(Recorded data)
- - -
PR #822, opened 2020-07-14
Counter Component

DavidHollins6:
### 💬 Description
This PR creates a `Counter` component. It's a lovely little blue counter that has a numerical value. I have also added the children prop to `ButtonIcon` so we can add in this Counter as a child!

THIS PR NEEDS MORE WORK - I need some tailwind/css guidance with this. I hoped there'd be a `group-active`.

### 📹 GIF (optional)
https://share.getcloudapp.com/rRulKbbg

### 🚪 Start Points
`lib/Counter/index.js`

### ✅ Checklist
- [ ] Tests written
- [ ] Browser tested
- [ ] Added to documentation
- [ ] Added to storybook


DavidHollins6:
[Add comment count to general comments icon button](https://trello.com/c/er5ofu9Q/609-add-comment-count-to-general-comments-icon-button)

lib/Counter/stories/Counter.js
```diff
@@ -0,0 +1,32 @@
...
+      <StoryItem title="Counter on it's own">
+        <Counter>{count}</Counter>
+      </StoryItem>
+      <StoryItem title="Counter on ButtonIcon">
+        <ButtonIcon
+          className="relative group"
+          name="commentsMulti16"
+          size={ButtonIcon.sizes.md}
+        >
+          <Counter className="absolute top-0 right-0 mt mr border-solid border-2 border-white group-hover:border-neutral-95 active:border-blue-90">
```
kyleharper, line 25: There seems to be quite a lot of classes here. Every time I need to use a counter in a ButtonIcon I'll have to remember to copy this from somewhere.

If we update this too we'll have to make sure we update it everywhere (not a great pattern for "re-usable" components IMO).

I don't think I'd mind if it was just `absolute top-0` but looking at the array of classes we need it feels like it should be a pattern described by the component itself.

---

This feedback also links with your need for tailwind support because `group-active` isn't a thing. But I think you've answered your own question, it isn't a thing because it shouldn't be.

If you want to style things based on an active state then move that thing into the component and give it a place there. There are plenty of ways to do this but maybe;

- add a prop to `ButtonIcon` ... this can be `Counter` and then you can decorate that with classes when the button is active. If I've misunderstood your active question, let me know 👍 (I'm assuming not though cause you wouldn't want to do anything with group active pseudo, right?)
- - -
What needs to be done :: Some of the data mentions "https". Copy every line where it does.

Task output ::
https://share.getcloudapp.com/rRulKbbg
[Add comment count to general comments icon button](https://trello.com/c/er5ofu9Q/609-add-comment-count-to-general-comments-icon-button)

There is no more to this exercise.